I hear conservatives and right-libertarians constantly talk about free markets. But if you question them, most have never given it much deep thought. Their views are mostly based on political rhetoric and talking points. They are repeating what they’ve heard, instead of thinking for themselves. It never occurs to them that even most people who disagree with them also want free markets. It never occurs to them to consider what freedom actually might mean or should mean. I’m almost shocked by how many right-libertarians take a globalized economic system as being a free market, despite all the social oppression and military force involved in maintaining it. What is libertarian about that? In a principled sense, it is the complete opposite of any meaningful sense of liberty.
The harshest critics on the right are those that even the right doesn’t pay much attention to.

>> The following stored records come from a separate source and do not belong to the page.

PR #1139, opened 2018-10-24
Fix top bugs found by SonarQube analysis

meltsufin:


spring-cloud-gcp-data-spanner/src/main/java/org/springframework/cloud/gcp/data/spanner/repository/query/SpannerStatementQueryExecutor.java
```diff
@@ -101,10 +102,10 @@
 							.getPersistentProperty(o.getProperty());
 					return property == null ? o.getProperty() : property.getColumnName();
 				});
-		if (options.hasLimit()) {
+		if (options.getLimit() != null) {
 			sb.append(" LIMIT ").append(options.getLimit());
 		}
-		if (options.hasOffset()) {
+		if (options.getLimit() != null) {
```
ChengyuanZhao: getOffset isn't null?

meltsufin: Great catch!

```suggestion
		if (options.getOffset() != null) {
```

meltsufin:
@ChengyuanZhao @dmitry-s Can you do one more pass over this? Thanks!

PR #1140, opened 2018-10-24
Add sample to demo Pub/Sub JSON payloads

dzou:
This adds a sample and integration test to demo automatically serializing and deserializing JSON payloads in Pub/Sub.

Fixes #831.

PR #1141, opened 2018-10-25
Make PubSubSubscriberTemplate pickup message converter bean

dzou:
Makes the PubSubSubscriberTemplate in the autoconfiguration automatically pick up PubSubMessageConverter bean if it exists. This is equivalent to how PubSubPublisherTemplate does it.

This PR is motivated by comments in #1140:
https://github.com/spring-cloud/spring-cloud-gcp/pull/1140#discussion_r228202166

### DIFF
--- a/spring-cloud-gcp-autoconfigure/src/main/java/org/springframework/cloud/gcp/autoconfigure/pubsub/GcpPubSubAutoConfiguration.java
+++ b/spring-cloud-gcp-autoconfigure/src/main/java/org/springframework/cloud/gcp/autoconfigure/pubsub/GcpPubSubAutoConfiguration.java
@@ -67,6 +67,7 @@ import org.springframework.context.annotation.Configuration;
  * @author João André Martins
  * @author Mike Eltsufin
  * @author Chengyuan Zhao
+ * @author Daniel Zou
  */
 @Configuration
 @AutoConfigureAfter(GcpContextAutoConfiguration.class)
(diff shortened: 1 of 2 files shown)


spring-cloud-gcp-autoconfigure/src/main/java/org/springframework/cloud/gcp/autoconfigure/pubsub/GcpPubSubAutoConfiguration.java
```diff
@@ -130,8 +130,11 @@ public PubSubPublisherTemplate pubSubPublisherTemplate(PublisherFactory publishe
 
 	@Bean
 	@ConditionalOnMissingBean
-	public PubSubSubscriberTemplate pubSubSubscriberTemplate(SubscriberFactory subscriberFactory) {
-		return new PubSubSubscriberTemplate(subscriberFactory);
+	public PubSubSubscriberTemplate pubSubSubscriberTemplate(SubscriberFactory subscriberFactory,
+			ObjectProvider<PubSubMessageConverter> pubSubMessageConverter) {
+		PubSubSubscriberTemplate pubSubSubscriberTemplate = new PubSubSubscriberTemplate(subscriberFactory);
+		pubSubMessageConverter.ifUnique(pubSubSubscriberTemplate::setMessageConverter);
```
artembilan: Any possible unit-test to cover this change?

And your name to the `@author` list 😄 

Thanks

dzou: Added author tag.

I tried writing a unit test but it seemed a little bit messy since I would have to create a bunch of mocks to do it properly. I thought this was a signal that the configuration would be better tested via Integration test. What are your thoughts on this?

Thanks

artembilan: I think you just need to add extra `@Configuration` into the `PubSubTemplateIntegrationTests` with the `PubSubMessageConverter` `@Bean` and verify in the existing (or new) test-case against that `this.contextRunner` to be sure that `PubSubTemplate` is supplied with your  `PubSubMessageConverter`.

PR #1142, opened 2018-10-25
Enable Codecov reporting from Travis builds

meltsufin:


meltsufin:
I think we need to add Jacoco as well.

artembilan:
How to see the report here in PR from that Codecov?

And looks like Snyk is a noise and not so useful here on PR.
Plus it comes from my account 😢 ...

meltsufin:
This PR is still WIP. (Partially) agreed about Snyk. We need to setup a bot account rather than yours. Let's discuss that separately.

meltsufin:
@artembilan Ready for review now. I don't think the Codecov reports will kick in until we merge into master.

That is particularly true for the anarcho-capitalists. They at least have the balls to take free market theory as far as it can be taken. When an anarcho-capitalist speaks of free markets, they are touching upon the fundamentally radical essence to the freedom part of that equation.
I’d like to see more radical thought in general. It is what we need right now and I suspect people are becoming more open to it. I do want a far left to keep liberals on their toes. For the same reason, I want a far right to keep conservatives (and other moderate/mainstream right-wingers) on their toes as well. Widening the field of debate at both ends will lead to more vibrant debate in between the extremes.